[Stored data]
PR #2442, opened 2019-07-30
Fix memory leak in cpp:Headers

vsakharuk:
Change-Id: Ib0aab2e663a6ec63426605f4bfb527a6ee95fd94

https://github.com/edenhill/librdkafka/issues/2431
This proposed fix for the Headers memory leaks in some case.
Have a nice day.

### DIFF
--- a/src-cpp/rdkafkacpp.h
+++ b/src-cpp/rdkafkacpp.h
@@ -1800,13 +1800,15 @@ public:
      *
      * @remark The error code is used for when the Header is constructed
      *         internally by using RdKafka::Headers::get_last which constructs
-     *         a Header encapsulating the ErrorCode in the process
+     *         a Header encapsulating the ErrorCode in the process.
+     *         If err is set, the value and value_size fields will be undefined.
      */
     Header(const std::string &key,
            const void *value,
            size_t value_size,
            const RdKafka::ErrorCode err):
-    key_(key), err_(err), value_size_(value_size) {
+    key_(key), err_(err), value_(NULL), value_size_(value_size) {
+      if (err == ERR_NO_ERROR)
         value_ = copy_value(value, value_size);
     }
 
@@ -1829,6 +1831,9 @@ public:
       key_ = other.key_;
       err_ = other.err_;
       value_size_ = other.value_size_;
+
+      if (value_ != NULL)
+        free(value_);
 
       value_ = copy_value(other.value_, value_size_);
 
--- a/tests/0085-headers.cpp
+++ b/tests/0085-headers.cpp
@@ -329,6 +329,25 @@ static void test_failed_produce () {
   delete headers;
 }
 
+static void test_assignment_op () {
+  Test::Say("Test Header assignment operator\n");
+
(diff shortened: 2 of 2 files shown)


src-cpp/rdkafkacpp.h
```diff
@@ -1800,14 +1800,17 @@ class RD_EXPORT Headers {
      *
      * @remark The error code is used for when the Header is constructed
      *         internally by using RdKafka::Headers::get_last which constructs
-     *         a Header encapsulating the ErrorCode in the process
+     *         a Header encapsulating the ErrorCode in the process.
+     *         In case of error, value should not be accessed, it ignores
```
edenhill: `value and value_size will be undefined in the case of error.`

src-cpp/rdkafkacpp.h
```diff
@@ -1800,14 +1800,17 @@ class RD_EXPORT Headers {
...
+     *         value argument is err set to error.
      */
     Header(const std::string &key,
            const void *value,
            size_t value_size,
            const RdKafka::ErrorCode err):
-    key_(key), err_(err), value_size_(value_size) {
-        value_ = copy_value(value, value_size);
+    key_(key), err_(err), value_(nullptr), value_size_(value_size) {
```
edenhill: nullptr is C++11, which may not be available, use NULL instead.

src-cpp/rdkafkacpp.h
```diff
@@ -1830,6 +1833,7 @@ class RD_EXPORT Headers {
       err_ = other.err_;
       value_size_ = other.value_size_;
 
+      free(value_);
```
edenhill:
```
if (value_)
  free(value_);
```

src-cpp/rdkafkacpp.h
```diff
@@ -1867,6 +1871,7 @@ class RD_EXPORT Headers {
     }
 
  private:
+    /** @remark: expects initialized value argument. */
```
edenhill: I think that is implicit (and true for most function arguments), so no need to comment it here.

src-cpp/rdkafkacpp.h
vsakharuk: free(nullptr) is defined, but i can change this.

src-cpp/rdkafkacpp.h
vsakharuk: Here is a catch, while your C api states above, Your C++ api does not.
For example, your destructor deallocates array undefined or not.
```
     if (value_ != NULL)
        free(value_);
```
While undefined value_size has no consequence access problems, undefined pointer has.
it is possible to do 2 different things.
1) set value_= NULL when error in single place.
2) if (err==ERR_NO_ERROR && value_ != NULL) <do some> else ...

edenhill: Yes, we should always set value_, either to the allocated space or NULL (on error).
But from the user's perspective they should consider value and size undefined in case of error.

edenhill:
Thank you!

▸ **Exercise**: Search the records above for "some". Copy each line where it is found.

▸ **Output**:
This proposed fix for the Headers memory leaks in some case.
2) if (err==ERR_NO_ERROR && value_ != NULL) <do some> else ...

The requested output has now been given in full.